Hacker News new | ask | show | jobs
by spasquali 4378 days ago
It's great to remind everyone how Node follows various rules of the Unix Philosophy, and how it is designed to make process spawning/streaming as natural as on the OS.

I would prefer it though if the implication wasn't that a failure in Node's design is responsible for the failure of this in-process-memory technique of sorting massive data sets. From the article:

"However, as more and more districts began relying on Clever, it quickly became apparent that in-memory joins were a huge bottleneck."

Indeed...

"Plus, Node.js processes tend to conk out when they reach their 1.7 GB memory limit, a threshold we were starting to get uncomfortably close to."

Maybe simply "processes" rather than "Node processes"? -- I don't think this is a Node-only problem.

"Once some of the country’s largest districts started using Clever, we realized that loading all of a district’s data into memory at once simply wouldn’t scale."

I think this was predictable. Earlier in the article I noticed this line:

"We implemented the join logic we needed using a simple in-memory hash join, avoiding premature optimization."
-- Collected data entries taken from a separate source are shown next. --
PR #26803, opened 2015-08-31
Added check for PyMySQL if MySQLdb import fails

twangboy:
- Added PyMySQL to dependencies for windows so that it will be bundled with Salt. See the following PRs:
  https://github.com/saltstack/salt-windows-dev/pull/24
  https://github.com/saltstack/salt-windows-dev/pull/25

Fixes #26754

PR #46890, opened 2018-04-05
fall back to PyMySQL

MaximilianMeister:
### What does this PR do?
adds a fallback to a drop in library. the same way is already done in modules (see #26803)

### DIFF
--- a/salt/auth/mysql.py
+++ b/salt/auth/mysql.py
@@ -55,10 +55,29 @@ import logging
 log = logging.getLogger(__name__)
 
 try:
+    # Trying to import MySQLdb
     import MySQLdb
-    HAS_MYSQL = True
+    import MySQLdb.cursors
+    import MySQLdb.converters
+    from MySQLdb.connections import OperationalError
 except ImportError:
-    HAS_MYSQL = False
+    try:
+        # MySQLdb import failed, try to import PyMySQL
+        import pymysql
+        pymysql.install_as_MySQLdb()
+        import MySQLdb
+        import MySQLdb.cursors
+        import MySQLdb.converters
+        from MySQLdb.err import OperationalError
+    except ImportError:
+        MySQLdb = None
+
+
+def __virtual__():
+    '''
+    Confirm that a python mysql client is installed.
+    '''
+    return bool(MySQLdb), 'No python mysql client installed.' if MySQLdb is None else ''
 
 
 def __get_connection_info():
@@ -95,7 +114,7 @@ def auth(username, password):
                                _info['username'],
                                _info['password'],
                                _info['database'])
-    except MySQLdb.OperationalError as e:
+    except OperationalError as e:
         log.error(e)
         return False
 
--- a/salt/cache/mysql_cache.py
+++ b/salt/cache/mysql_cache.py
@@ -46,11 +46,24 @@ value to ``mysql``:
 from __future__ import absolute_import, print_function, unicode_literals
 from time import sleep
 import logging
+
 try:
+    # Trying to import MySQLdb
     import MySQLdb
-    HAS_MYSQL = True
+    import MySQLdb.cursors
+    import MySQLdb.converters
+    from MySQLdb.connections import OperationalError
 except ImportError:
-    HAS_MYSQL = False
+    try:
+        # MySQLdb import failed, try to import PyMySQL
+        import pymysql
+        pymysql.install_as_MySQLdb()
+        import MySQLdb
+        import MySQLdb.cursors
+        import MySQLdb.converters
+        from MySQLdb.err import OperationalError
+    except ImportError:
+        MySQLdb = None
 
 from salt.exceptions import SaltCacheError
 
@@ -71,12 +84,9 @@ __func_alias__ = {'ls': 'list'}
 
 def __virtual__():
     '''
-    Confirm that python-mysql package is installed.
+    Confirm that a python mysql client is installed.
     '''
-    if not HAS_MYSQL:
-        return (False, "Please install python-mysql package to use mysql data "
-                "cache driver")
-    return __virtualname__
+    return bool(MySQLdb), 'No python mysql client installed.' if MySQLdb is None else ''
 
 
 def run_query(conn, query, retries=3):
@@ -84,13 +94,13 @@ def run_query(conn, query, retries=3):
     Get a cursor and run a query. Reconnect up to `retries` times if
     needed.
     Returns: cursor, affected rows counter
-    Raises: SaltCacheError, AttributeError, MySQLdb.OperationalError
+    Raises: SaltCacheError, AttributeError, OperationalError
     '''
     try:
         cur = conn.cursor()
         out = cur.execute(query)
         return cur, out
-    except (AttributeError, MySQLdb.OperationalError) as e:
+    except (AttributeError, OperationalError) as e:
         if retries == 0:
             raise
         # reconnect creating new client
--- a/salt/pillar/mysql.py
+++ b/salt/pillar/mysql.py
@@ -59,16 +59,27 @@ log = logging.getLogger(__name__)
 
 # Import third party libs
 try:
+    # Trying to import MySQLdb
     import MySQLdb
-    HAS_MYSQL = True
+    import MySQLdb.cursors
+    import MySQLdb.converters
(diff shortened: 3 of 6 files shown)


cachedout (commented):
IMHO, it would be a good idea to structure this so that we can provide logging about which provider ended up getting loaded.

cachedout (approved):

cachedout:
@MaximilianMeister Can you please fix the lint errors below so that we can merge this?

https://jenkins.saltstack.com/job/PR/job/salt-pr-lint-n/20778/violations/

MaximilianMeister:
> Can you please fix the lint errors below so that we can merge this?

@cachedout updated

> Can you please fix the lint errors below so that we can merge this?

@cachedout updated

rallytime:
@MaximilianMeister Actually, I misspoke. It looks like this is failing at the head of the branch. Thanks for submitting this fix. :)

salt/auth/mysql.py
```diff
@@ -55,10 +55,27 @@
 log = logging.getLogger(__name__)
 
 try:
+    log.debug('Trying to import MySQLdb')
```
rallytime: @cachedout Should we be logging in the namespace like this? Auth modules don't have a `__virtual__` method, but will these debug lines _always_ should up in logs?

gtmanfred: Yes they do.

https://github.com/saltstack/salt/blob/2017.7/salt/auth/pam.py#L155

rallytime: Ah, nice. I only checked this auth file and didn't see one. However, @gtmanfred rightly pointed out that anything that is loaded by the LazyLoader should/can have a `__virtual__()`.

@MaximilianMeister Perhaps this module should have one as well and then only log the type of connector once it has been detected. We don't want those log messages flooding people's logs if they're not using these files.

Can you update these files so that the log lines are inside a `__virtual__` function and gated by the appropriate checks? It can be something simple like:

```
def __virtual__():
    '''
    <whatever doc>
    '''
    if HAS_MYSQL_DB:
        log.debug('MySQLdb loaded')
        return True
    elif HAS_PYMYSQL:
        log.debug('PyMySQL loaded')
        return True
    return False, 'Either the \'MySQLdb\' or \'PyMySQL\' libraries must be installed.
```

The "premature optimization" line is becoming something of a trope. It is not bad engineering to think at least as far as your business model. It sounds like reaching 1/6 of your market led to a system failure. This could (should?) have been anticipated.

1 comments

To some extent we knew that in-memory joins would eventually cause problems, but we were certainly surprised at how quickly Node memory usage became the bottleneck. Here's a little gist I used to test it a while ago https://gist.github.com/rgarcia/6170213.

As for your point about premature optimization, in my opinion a startup's first priority is getting something in front of users in order to start improving and iterating. The first version of the data pipeline discussed in the blog post was built when Clever was in 0 schools, so designing it to scale to some of the largest school districts in the country would have been fairly presumptuous.